(Stored data entries)
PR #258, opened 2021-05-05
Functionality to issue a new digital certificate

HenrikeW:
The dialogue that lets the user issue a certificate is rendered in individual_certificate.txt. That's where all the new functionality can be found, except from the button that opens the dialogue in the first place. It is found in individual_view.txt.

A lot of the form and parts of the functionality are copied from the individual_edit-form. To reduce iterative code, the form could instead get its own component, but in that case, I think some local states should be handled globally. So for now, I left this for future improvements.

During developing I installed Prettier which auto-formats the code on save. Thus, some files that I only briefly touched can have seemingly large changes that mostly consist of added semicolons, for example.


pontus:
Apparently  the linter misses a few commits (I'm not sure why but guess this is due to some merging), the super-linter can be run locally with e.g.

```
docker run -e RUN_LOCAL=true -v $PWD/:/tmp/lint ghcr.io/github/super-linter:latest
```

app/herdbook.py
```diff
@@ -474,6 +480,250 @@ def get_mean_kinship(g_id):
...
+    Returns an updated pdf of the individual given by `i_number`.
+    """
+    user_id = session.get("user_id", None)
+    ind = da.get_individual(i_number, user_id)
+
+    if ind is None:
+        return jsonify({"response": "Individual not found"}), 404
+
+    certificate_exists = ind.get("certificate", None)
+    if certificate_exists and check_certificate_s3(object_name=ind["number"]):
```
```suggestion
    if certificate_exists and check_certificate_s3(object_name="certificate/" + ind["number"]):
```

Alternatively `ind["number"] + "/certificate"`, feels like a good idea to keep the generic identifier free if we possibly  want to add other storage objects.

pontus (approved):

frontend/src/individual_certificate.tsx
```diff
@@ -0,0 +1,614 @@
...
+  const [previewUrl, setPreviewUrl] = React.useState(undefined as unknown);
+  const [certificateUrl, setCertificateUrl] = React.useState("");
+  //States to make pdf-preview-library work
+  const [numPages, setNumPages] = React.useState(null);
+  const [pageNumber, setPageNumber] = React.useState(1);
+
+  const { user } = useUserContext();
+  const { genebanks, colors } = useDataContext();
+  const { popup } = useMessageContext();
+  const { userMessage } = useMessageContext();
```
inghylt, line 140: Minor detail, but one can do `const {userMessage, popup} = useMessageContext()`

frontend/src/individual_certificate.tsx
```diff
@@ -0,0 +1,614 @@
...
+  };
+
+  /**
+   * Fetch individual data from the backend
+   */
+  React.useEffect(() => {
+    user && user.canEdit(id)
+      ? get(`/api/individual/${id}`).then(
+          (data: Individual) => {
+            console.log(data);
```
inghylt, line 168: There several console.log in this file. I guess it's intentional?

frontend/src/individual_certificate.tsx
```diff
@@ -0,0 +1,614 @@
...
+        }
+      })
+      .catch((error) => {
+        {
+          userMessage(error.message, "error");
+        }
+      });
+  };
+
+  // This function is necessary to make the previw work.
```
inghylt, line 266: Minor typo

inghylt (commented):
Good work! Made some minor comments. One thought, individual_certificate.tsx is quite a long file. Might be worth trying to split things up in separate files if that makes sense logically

--

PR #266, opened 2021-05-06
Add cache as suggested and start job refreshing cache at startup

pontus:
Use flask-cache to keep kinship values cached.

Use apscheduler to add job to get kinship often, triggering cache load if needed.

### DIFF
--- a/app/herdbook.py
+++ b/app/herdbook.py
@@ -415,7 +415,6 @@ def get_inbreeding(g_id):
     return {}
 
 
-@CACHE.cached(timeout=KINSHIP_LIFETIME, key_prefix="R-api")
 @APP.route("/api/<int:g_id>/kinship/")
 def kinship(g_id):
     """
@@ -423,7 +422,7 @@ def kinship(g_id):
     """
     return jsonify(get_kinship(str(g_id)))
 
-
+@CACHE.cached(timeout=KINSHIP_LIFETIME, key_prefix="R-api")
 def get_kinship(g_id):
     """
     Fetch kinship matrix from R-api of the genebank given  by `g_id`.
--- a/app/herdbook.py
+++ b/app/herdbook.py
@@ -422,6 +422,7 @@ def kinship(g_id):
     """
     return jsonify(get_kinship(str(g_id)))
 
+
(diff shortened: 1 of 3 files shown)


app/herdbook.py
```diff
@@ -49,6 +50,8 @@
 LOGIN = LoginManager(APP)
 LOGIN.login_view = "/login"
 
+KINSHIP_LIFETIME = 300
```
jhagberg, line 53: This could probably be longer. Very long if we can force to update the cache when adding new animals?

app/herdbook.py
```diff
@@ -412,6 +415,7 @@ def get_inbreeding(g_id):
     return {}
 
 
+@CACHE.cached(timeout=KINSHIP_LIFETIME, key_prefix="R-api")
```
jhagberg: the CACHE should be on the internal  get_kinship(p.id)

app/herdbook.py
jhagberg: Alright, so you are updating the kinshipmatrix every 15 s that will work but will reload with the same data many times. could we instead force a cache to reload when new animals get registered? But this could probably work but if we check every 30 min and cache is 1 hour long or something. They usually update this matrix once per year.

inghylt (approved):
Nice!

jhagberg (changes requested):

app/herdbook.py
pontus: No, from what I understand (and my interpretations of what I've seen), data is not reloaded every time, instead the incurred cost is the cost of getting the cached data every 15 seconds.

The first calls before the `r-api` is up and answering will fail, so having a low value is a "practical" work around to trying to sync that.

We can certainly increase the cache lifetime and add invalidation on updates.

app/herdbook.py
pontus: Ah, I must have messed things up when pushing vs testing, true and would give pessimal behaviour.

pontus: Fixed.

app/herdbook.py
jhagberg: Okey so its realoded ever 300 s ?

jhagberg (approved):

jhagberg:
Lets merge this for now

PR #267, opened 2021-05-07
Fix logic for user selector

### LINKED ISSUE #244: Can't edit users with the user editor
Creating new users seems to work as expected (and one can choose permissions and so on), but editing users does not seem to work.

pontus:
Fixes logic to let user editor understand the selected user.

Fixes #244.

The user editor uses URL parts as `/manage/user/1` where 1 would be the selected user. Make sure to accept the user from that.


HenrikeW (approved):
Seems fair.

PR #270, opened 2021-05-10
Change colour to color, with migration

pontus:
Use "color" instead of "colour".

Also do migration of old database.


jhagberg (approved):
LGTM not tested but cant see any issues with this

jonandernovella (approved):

Task directions.
Your answer should consist solely of the lines above from the line with "PR #258, opened 2021-05-05" to the line with "The dialogue that", both included, reproduced exactly.

Solution below.
PR #258, opened 2021-05-05
Functionality to issue a new digital certificate

HenrikeW:
The dialogue that lets the user issue a certificate is rendered in individual_certificate.txt. That's where all the new functionality can be found, except from the button that opens the dialogue in the first place. It is found in individual_view.txt.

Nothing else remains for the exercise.